The Worker Protection (Amendment of Equality Act 2010) Act ("the Act") has received Royal Assent and is now law. When it comes into force in October next year employers will, for the first time, be required to take reasonable steps to prevent the sexual harassment of their employees. This is a very welcome step forward in statutory protections in the workplace, albeit many remain disappointed that, after amendments made in the House of Lords, the overall impact of the Act has been somewhat diluted. Originally it was intended that the legislation would re-introduce employer liability for third party harassment in the workplace.
The duty to prevent sexual harassment that will come into effect in October 2024 has also been watered down to some extent, the duty now being for employers to take "reasonable steps" rather than "all reasonable steps" to prevent sexual harassment taking place. In practice this change means an employer will not be found to have breached the duty just because they have not taken every step they could have, as long as they can prove they have taken reasonable steps to prevent the harassment occurring.
The Equality and Human Rights Commission ("EHRC") will be able to enforce the new duty and employment tribunals will be able to award an uplift of up to 25% to an employee's compensation where it is found that a breach has taken place.

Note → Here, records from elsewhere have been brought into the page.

PR #409, opened 2021-12-01
Add create permissions for this action

BillWagner:
This action creates a new branch and opens a PR to merge that branch into the current default.

The default `permissions` for GitHub actions are `read` for the repo contents. This adds `write` for contents, and `write` for pull requests to push the branch and create a new PR.

### DIFF
--- a/.github/workflows/update-on-merge.yaml
+++ b/.github/workflows/update-on-merge.yaml
@@ -16,6 +16,9 @@ on:
 jobs:
   create-pull-request-for-sections-and-grammar:
     runs-on: ubuntu-18.04
+    permissions:
+      contents: write
+      pull-requests: write    
     env:
       DOTNET_NOLOGO: true
 


Nigel-Ecma:
I'm guessing "write for contents" doesn't mean what it sounds like? Or does this make the C# Standard world writable?

jskeet:
> I'm guessing "write for contents" doesn't mean what it sounds like?

It means what it says *for the GitHub action itself*. That's fine so long as we're confident that the action only does what we want.

@BillWagner If someone creates a PR that changes the renumbering tool to do something harmful, would that still execute (and do so within the writable context)? Perhaps we should make this action run manually rather than automatically?

Nigel-Ecma:
OK, I see. Are we taking regular off-GitHub backups?

KalleOlaviNiemitalo:
> If someone creates a PR that changes the renumbering tool to do something harmful, would that still execute

If I understand correctly, `update-on-merge.yaml` runs after a `push` event to the draft-v6 branch, or when manually triggered by someone with write access ([Manually running a workflow](https://docs.github.com/en/actions/managing-workflow-runs/manually-running-a-workflow)). The `pull_request` event type is not listed, and even if it were, GitHub could still be configured to require approval per [Approving workflow runs from public forks](https://docs.github.com/en/actions/managing-workflow-runs/approving-workflow-runs-from-public-forks).

jskeet:
> > If someone creates a PR that changes the renumbering tool to do something harmful, would that still execute
> 
> If I understand correctly, `update-on-merge.yaml` runs after a `push` event to the draft-v6 branch, or when manually triggered by someone with write access ([Manually running a workflow](https://docs.github.com/en/actions/managing-workflow-runs/manually-running-a-workflow)). The `pull_request` event type is not listed, and even if it were, GitHub could still be configured to require approval per [Approving workflow runs from public forks](https://docs.github.com/en/actions/managing-workflow-runs/approving-workflow-runs-from-public-forks).

Yup, you're right. In which case I think this should be okay.

jskeet (approved):

BillWagner:
@jskeet @Nigel-Ecma 

> If someone creates a PR that changes the renumbering tool to do something harmful, would that still execute (and do so within the writable context)? Perhaps we should make this action run manually rather than automatically?

There are three different protections for us here. First, this change does elevate privileges on the default token because we use the default perms of read access. Second, we've employed branch protection rules on the "trunk" branches for each version (`v5`, `draft-v6` and `draft-v7`). No account (even ours) can push directly to those branches except by merging a PR that has at least one approval. Third, any PR whose author hasn't contributed before must have someone with write access approve before actions run. 

I've been reading and reaching out to GitHub folks to follow the recommended security practices. Thanks to all of you for checking my work, and helping us be safe.

Finally, to Nigel's point, I do fetch on a regular basis in case I've missed anything.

The EHRC developed technical guidance on sexual harassment and harassment at work that was published in 2020. At that time the EHRC stated they expected the guidance to become a statutory code of practice in due course. Concurrent with the Act receiving Royal Assent in October, the EHRC announced that its technical guidance will be updated to reflect the duty on employers to prevent sexual harassment in the workplace introduced by the Act. The guidance will be subject to full consultation and will set out the steps employers should take to comply with the new law.